0
votes

a quick question, I have data of the following sort:

Ticker _ Date _ Fem Analyst (dummy 1 if true) ___ Variables of that month like beta

AA _ 01/04/2001 _ 1 ___ 0.61

AA _ 05/04/2001 _ 1 ___ 0.62

AA _ 08/04/2001 _ 1 ___ 0.63

AA _ 01/05/2002 _ 1 ___ 0.7

AA _ 04/05/2002 _ 1 ___ 0.71

AA _ 08/07/2002 _ 0 ___ 0.8

AA _ 07/04/2003 _ 1 ___ 0.4

and so on.. What I want to receive is the following:

Ticker _ Date Number of fem analyst Number of Male Analysts _ Total ___Variables

AA _ 04/2001 3 0 _ 3 ___ 0.63

AA _ 05/2002 2 0 _ 2 ___ 0.71

AA _ 07/2002 0 1 _ 1 ___ 0.8

AA _ 04/2003 1 0 _ 1 ___ 0.4

So a counting algorithm that allows me to count the number of female and male analyst for a certain company per month( using dummy variable gender 0 or 1) and deletes all observations for that month except the most recent one (for instance for 08/04/01 this becomes 04/01 with 0.63 which is the most recent observation for beta for 04/01 for company AA) The example explains it all I guess?

Any ideas?

1
My bad, didn't really thought of that.

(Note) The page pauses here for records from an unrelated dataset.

PR #117, opened 2017-04-13
Port to ocaml migrate parsetree, jbuilder

rgrinberg:
First of all, this gets rid of cppo!

A `ppx_bisect` module been added that will only register bisect with ocaml
migrate parsetree.

I've tried to maintain backwards compatibility by making the bisect_ppx be a
regular ppx mapper and adding `--as-ppx`.

The tests are still failing, because I'm guessing that I'm handling the command
line args incorrectly. Would be nice if someone could take a look and give some
pointers.

cc'ing the ppx wise men: @Drup, @let-def

TODO:

- [x] Fix installation. I'm not entirely sure what to do here, so I will need the advice of @rleonid and @aantron


opam/opam
```diff
@@ -22,7 +22,7 @@ depends: [
   "ocamlfind" {build}
   "ppx_tools" {build & >= "4.02.3"}
```
Drup: You want to use ppx_tools_versioned too.

src/META
```diff
@@ -1,7 +1,7 @@
 version="1.2.0"
 description="Code coverage for OCaml"
 requires="bisect_ppx.runtime"
-ppx="./bisect_ppx"
+ppx="./bisect_ppx --as-ppx"
```
Drup: The META should contain various additional things to play nicely with the omp driver. There are exemples in omp's repository.

src/syntax/ppx_bisect.ml
```diff
@@ -0,0 +1,13 @@
...
+
+let () =
+  Driver.register ~name:"ppx_bisect" ~args:InstrumentArgs.switches
+    Versions.ocaml_404 (fun _config _cookies ->
+        (* let anon s = raise (invalid_arg ("nothing anonymous: " ^ s)) in *)
+        let anon _s = () in
+        let usage = Printf.sprintf "Usage: bisect_ppx <options>" in
+        let arga = Array.of_list ("" :: (Array.to_list Sys.argv)) in
+        Arg.parse_argv arga InstrumentArgs.switches anon usage;
+        Ast_mapper_class.to_mapper (new InstrumentPpx.instrumenter)
```
Drup: I will let @let-def comment, but I doubt that will fly with omp's driver. :p

src/syntax/ppx_bisect.ml
```diff
@@ -0,0 +1,13 @@
+open Migrate_parsetree
+open Ppx_tools_404
+
+let () =
+  Driver.register ~name:"ppx_bisect" ~args:InstrumentArgs.switches
+    Versions.ocaml_404 (fun _config _cookies ->
+        (* let anon s = raise (invalid_arg ("nothing anonymous: " ^ s)) in *)
+        let anon _s = () in
```
rleonid: Is there a reason for this change in `anon`'s behavior?

rgrinberg: Simply because I wasn't even able to run `./bisect_ppx --as-ppx` at all without removing this exception. I'll fix it up once I understand how to handle args correctly with omp

rgrinberg: Looks like omp disallows anonymous arguments anyway btw:

https://github.com/let-def/ocaml-migrate-parsetree/blob/master/MANUAL.md#using-arguments-in-meta-ppxopt

src/syntax/ppx_bisect.ml
let-def: Yes, the purpose of exposing Arg.specs to the driver is that the rewriter doesn't deal with arg parsing by itself (so that multiple rewriters are more likely to compose).

So you shouldn't do `Arg.parse_argv`, when the rewriting function is called Arg.specs have already been executed.

src/travis_ci_test.sh
```diff
@@ -58,7 +58,7 @@ git --version
 echo
 echo "Install dependencies"
 echo
-opam install -y ocamlfind ocamlbuild ppx_tools cppo
+opam install -y ocamlfind ocamlbuild ocaml-migrate-parsetree
```
let-def: Maybe `ppx_tools_versioned` too?

aantron:
I re-ran the 4.02 Linux build, which seemed to have failed with a spurious failure to build `jbuilder`. It now [fails](https://travis-ci.org/aantron/bisect_ppx/jobs/221913903#L353) with

```
File "src/syntax/ppx_bisect.ml", line 1, characters 5-22:
Error: Unbound module Migrate_parsetree
```

I ran twice to confirm. I'm not sure why that would happen on Linux and not macOS...

The 4.03 failure on macOS can be ignored; that's due to me trying to be clever in the CI script, and trying to use Homebrew's system OCaml to save time. They have since moved to 4.04. I will fix that later, separately from this PR.

rgrinberg:
@aantron I pushed a commit that should now make it build for you.

aantron:
Thanks for the rebase. @rgrinberg @bradlangel any update on the status of this? (no rush!)

rgrinberg:
@aantron the META seems fine but tweaking that build system as hell.

I'm thinking you guys should just get rid of the self instrumenting and switch to jbuilder :cry:

aantron:
If that makes it easier, sure. We can figure out how to add it back later. It's not that important to our users.

rgrinberg:
It makes it much easier for me as I don't have to figure out the current build system. But if you know how to fix what we have now, perhaps that is easier for you.

I'm definitely casting my vote towards jbuilder though.

rgrinberg:
It makes it much easier for me as I don't have to figure out the current build system. But if you know how to fix what we have now, perhaps that is easier for you.

I'm definitely casting my vote towards jbuilder though.

aantron:
Then port to jbuilder (please :)). Don't let the self-instrumentation stand in the way. We will figure out later how to add it back, or just forget it. There are many different ways to add it back.

rgrinberg:
OK, the library is ported to jbuilder except for the tests.

The package naming is a bit bizarre. bisect_ppx is the runtime package while ppx_bisect is the preprocessor. Really strange...

IMO you should simply take over the bisect opam package

aantron:
Thanks! Do you plan to port the tests as well, or leaving this for us? :)

Taking over the `bisect` package would be nice, but it is still about even for downloads with `bisect_ppx` [[1](http://opam.ocaml.org/packages/bisect/)] [[2](http://opam.ocaml.org/packages/bisect_ppx/)], and I suspect some of the users are using it with Camlp4. On the other hand, since `bisect` is not being updated in OPAM, those users could just constrain themselves to a version. It does seem like it would be unnecessarily disruptive, though.

rgrinberg:
I got the tests to build. At this point my progress there is slowing down as I haven't really understood the structure behind the tests. Would definitely appreciate some hints or you taking over.

As for naming:

The way I see it, every library should maintain a 1 to 1 findlib opam mapping. To me this suggests one of two alternatives:

```
ppx_bisect # bisect preprocessor
bisect # runtime
bisect-ocamlbuild
bisect_ppx # compatibility package
```

Or:

```
ppx_bisect # preprocessor
bisect-runtime # runtime
bisect-ocamlbuild
bisect_ppx # a compatibility package
```

The presence of that camlp4 package seems to force our hand into option 2. Is that ok?

rgrinberg:
A small point about porting the tests:

It seems like the tests are preprocessing with bisect to compare the output using the compiler. But with jbuilder this is much easier (as all things). Simply invoked `_build/default/.ppx/ppx_bisect/ppx.exe`. Here are the options:

```
ppx.exe [options] [<files>]
  --as-ppx                  Act as a -ppx rewriter
  --as-pp                   Shorthand for: --dump-ast --embed-errors
  --dump-ast                Output a binary AST instead of source code
  -o FILE                   Output to this file instead of the standard output
  --intf FILE               Treat FILE as a .mli file
  --impl FILE               Treat FILE as a .ml file
  --cookie NAME=EXPR        Set the cookie NAME to EXPR
  --embed-errors            Embed error reported by rewriters into the AST
  -exclude <pattern>        Exclude functions matching pattern
  -exclude-file <filename>  Exclude functions listed in given file
  -mode {safe|fast|faster}
                            Ignored
  -runtime <module          name>  Set runtime module name; used for testing
  -simple-cases             Do not generate separate points for clauses of or-patterns
  -inexhaustive-matching    Generate inexhaustive match expressions in cases; used for testing
  -help                     Display this list of options
  --help                    Display this list of options
```

rleonid:
@rgrinberg What does this

> bisect_ppx # compatibility package

package do? Sorry that I'm not following along.

rgrinberg:
The compatibility package would depend on all other bisect packages and would only install a META file as a compatibility shim. So it would include the `runtime`, `fast`, `ocamlbuild`, and  `plugin` findlib subpackages which would just `requires` on the real packages listed above.

aantron:
@rgrinberg Each test takes an `.ml` file, preprocesses it with Bisect, and then dumps the resulting AST using `Printast` (or `Pprintast`, I forgot which), which formats it as OCaml source.

We then compare the dumped AST to a reference dump (`.ml.reference`). However, the exact formatting of `Printast`/`Pprintast` differs between versions, so what we actually do for the reference is have the compiler parse it, then dump it again. That way, we are comparing preprocessed and reference dumps done by the same version of the compiler (the installed one). Does that help?

I can take over this, but a bit later, as I have a backlog :/

aantron:
Ok, working on it from now.

aantron:
I spent several hours trying to fix the tests, then decided to do what any good developer would do: disable them completely. Given that Bisect_ppx doesn't see a high rate of development, I think we can survive a few days or weeks without a test suite.

We should just merge this PR if it works with existing projects. We (I?) can sort out follow-on problems later. I want to avoid any more bit rot of this PR, and move forward.

I pinned the `bisect_ppx` in this branch and installed it. It doesn't work with the Lwt `working-coverage` branch. Examining the installed `META` file, I think that the old-style PPX executable is not running:

```
version = "dev"
description = ""
requires = ""
archive(byte) = "bisect.cma"
archive(native) = "bisect.cmxa"
plugin(byte) = "bisect.cma"
plugin(native) = "bisect.cmxs"
```

And all the old-time packages are missing. Here is the `META` from Bisect_ppx 1.2.0:

```
version="1.2.0"
description="Code coverage for OCaml"
requires="bisect_ppx.runtime"
ppx="./bisect_ppx"

package "runtime" (
  version="1.2.0"
  description="Code coverage for OCaml"
  archive(byte)="bisect.cma"
  archive(native)="bisect.cmxa"
)

package "fast" (
  version="1.2.0"
  description="Code coverage for OCaml (deprecated package)"
  requires="bisect_ppx"
)

package "ocamlbuild" (
  version="1.2.0"
  description="Bisect_ppx Ocamlbuild plugin"
  archive(byte)="bisect_ppx_plugin.cma"
  archive(native)="bisect_ppx_plugin.cmxa"
)

package "plugin" (
  version="1.2.0"
  description="Bisect_ppx Ocamlbuild plugin (deprecated package)"
  requires="bisect_ppx.ocamlbuild"
)
```

@rgrinberg, can you address this? Then, we will merge the PR.

`bisect-ppx-report` appears to be getting installed correctly.

aantron:
For the sake of completeness, "does not work" means no `.out` files were generated, presumably because the code was not actually instrumented.

rleonid:
Without porting all of the tests, Is there a way in `jbuilder` to exec arbitrary code or processes? I'm wondering if we can just leave the test suite as is and when testing have `jbuilder` call `make test`.

aantron:
I believe the current problem with the tests is that they expect Bisect to be installed in a `_findlib` directory, so they won't work until Bisect installation is fixed. Otherwise, I think they already behave as they did before, except that there are a few more lines of code to remove, to fully get rid of self-instrumentation.

aantron:
Just an update: this PR now has Jbuilder-based backwards-compatible Bisect, and I believe it works with all pre-existing non-Jbuilder Bisect users. Bisect also "works" with Jbuilder, subject to the wrinkle that you kind of have to hardcode it into user projects until https://github.com/janestreet/jbuilder/issues/57 is addressed somehow.

The `ppx_bisect` package that this PR had introduced is now just the root `bisect_ppx`; I'm using Jbuilder's "deprecated-ppx-method" mechanism (in the generated `META`) so that we don't need to tell users, at this point, to use one of two different package names depending on how their PPX is run. See the [example of this that is checked into Lwt](https://github.com/ocsigen/lwt/blob/cc98e5f09383a6a465d3aa9620ddf2d46eb16075/META.lwt.template#L26-L52).

Because the Bisect in this PR is no longer using Ocamlbuild, I went against best practices, and made `ocamlbuild` a depopt of `bisect_ppx` for `bisect_ppx.ocamlbuild`. This is supposed to be a temporary state, until some future release where we factor out `bisect_ppx-ocamlbuild` into its own OPAM package, as was originally done in this PR. We should also get rid of the `bisect_ppx.fast` and `bisect_ppx.plugin` deprecated alias packages at that time. In general, we can mutate the Bisect_ppx packaging in any direction, including introducing `ppx_bisect`, but I want to avoid mixing such strides into this already-involved PR.

In summary, from the point of view of users, I believe this PR is done.

What's left is some more thorough packaging testing. Also, I now believe it shouldn't be hard to port the test suite, so I will try again to do that too. Then, I will resolve the merge conflicts, and do a squash-merge. The main author will be @rgrinberg, and I will note that @bradlangel and myself did some additional work in the message. Please let me know if you have any objections.

Also, @edwintorok, I'm sorry that this has held up the release. I'm working too slow :p

rgrinberg:
Thanks for all the work Anton. This looks good. Looking forward to reshuffling the packaging of bisect in the future.

aantron:
@rginberg I fixed the majority of the tests, however note the last commit about the ppxopt tests:

```
Passing ppxopts used to be done with ocamlfind by

  -package bisect_ppx -ppxopt bisect_ppx,your_opts

with the bisect_ppx.deprecated-ppx-method scheme, it apparently has to
be, at least for now,

  -package bisect_ppx -ppxopt bisect_ppx.deprecated-ppx-method,your_opts

This makes the tests pass, but isn't really acceptable for release.

Tests with ppx_deriving and ppx_blob still remain.
```

This is in reference to [Jbuilder's `deprecated-ppx-method` scheme](https://github.com/ocsigen/lwt/blob/cc98e5f09383a6a465d3aa9620ddf2d46eb16075/META.lwt.template#L26-L52) referenced above.

Do you know if there is some workaround for this? I can open an issue on Jbuilder if not. This will likely block the Bisect_ppx release, unless I restore the `ppx_bisect` package, which seems like a pretty excessive workaround for what may be a minor oversight.

rgrinberg:
OK  I see. No I'm not aware of a workaround unfortunately. Might I suggest that we reconsider making breaking changes here perhaps and getting the packaging right out of the box?

There aren't that many disadvantages to breaking stuff IMO. ppx_bisect isn't a dependency of any package and hence isn't going to cause downstream breakage. So in the worst case, it will cause an hour's worth of inconvenience for users (which can be very easily mitigated with a good write up in the readme) or just make them stick to an older version of bisect for now.

I understand and appreciate your commitment to backwards compat, but I don't really think this situation is analogous to Lwt.

aantron:
Yes, we can fix the packaging that way, and I'm not fully against it. I realize we probably won't affect anyone, except for the perpetual minor confusion in the future. But I would prefer not to *have* to do it – the only reason we would be forced to is because Jbuilder/omp backwards compatibility isn't well-enough thought out (I don't want to overstate this; it's only on this minor oversight).

As of now, Bisect doesn't seem to fit into the Jbuilder model anyway (or vice versa). Since we have to press for fixing that, it seems better to also press for this to be resolved somehow. This is especially given that there seems to have been an effort with `deprecated-ppx-method` in the first place, it's just incomplete. I'll give it some thought later. Maybe a smarter `META` file is the right way (inverting the packages, or using three?).

Actually, for most Jbuilder users, there is no point in releasing this PR for now anyway, given the lack of a good Bisect/Jbuilder usability story. So, I was aiming at the non-Jbuilder users, hence the extra emphasis on backwards compatibility. Ideally, we are able to only swap out the build system internally in Bisect, add omp support, and be ready for Jbuilder.

I mainly wanted to release this so I could hardcode Bisect into development Lwt, since it uses Jbuilder now. It's also nice not to let this PR keep bit rotting... :)

Jbuilder is causing pain. I know it has many advantages, but the blind spots are causing non-trivial maintenance headaches.

aantron:
The packaging snag is presumably worked around now, and we can keep the single `bisect_ppx` package name for the time being. See https://github.com/rgrinberg/bisect_ppx/blob/70242ac480b61cf6e29958d7a64795c622f728a2/META.bisect_ppx#L12-L35. Please let me know if anything there looks wrong.

aantron:
😓  thanks!

Bisect_ppx is Jbuilder-ized.

aantron:
...and ocaml-migrate-parsetree-ified.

Went through my questions and checked every valid answer!John

1 Answers

1
votes

You may want something like this:

/* Create the month variable into a string YYYY/MM */
data analysts0;
    set <your data>;
    format month $7.;
    month=cats(year(date),'/',put(month(date),z2.));
run;
/* Sort so you can do the by processing required for counting */
proc sort data=analyst0 out=analyst1;
    /* You need to include the date in the sort so the most recent is last */
    by ticker month date;
run;
/* Count */
data count;
    retain n_fem n_male 0;
    set analyst1;
    by ticker month;
    if first.ticker of first.month then do;
        n_fem=0;
        n_male=0;
    end;
    else do;
       if gender=1 then n_fem+1;
       else if gender=0 then n_male+1;
       else put 'Huh?';
    end;
    /* this outputs only the values you need.*/
    if last.ticker or last.month then output;
run;

This should give you the general idea - I don't have access to SAS right now so I can't check the code. See the documentation for retain and by processing in the data step for more details.